─── Material shown
Issue #268, opened 2026-05-06
Anchor positioning doesn't work as expected when anchor is inside scrollable container


michael:
There's one issue (also present in main, but not in v.0.9.0) where anchor positioning at the overlay layer doesn't work as expected for scrollable containers.

It seems the popover's target is now the whole container, not the focused nav item node anymore. Scrolling horizontally doesn't move the popover.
──────
▸ **Try it**
Repeat every entry exactly, please.

▸ **Solution to this exercise**
Issue #268, opened 2026-05-06
Anchor positioning doesn't work as expected when anchor is inside scrollable container


michael:
There's one issue (also present in main, but not in v.0.9.0) where anchor positioning at the overlay layer doesn't work as expected for scrollable containers.

It seems the popover's target is now the whole container, not the focused nav item node anymore. Scrolling horizontally doesn't move the popover.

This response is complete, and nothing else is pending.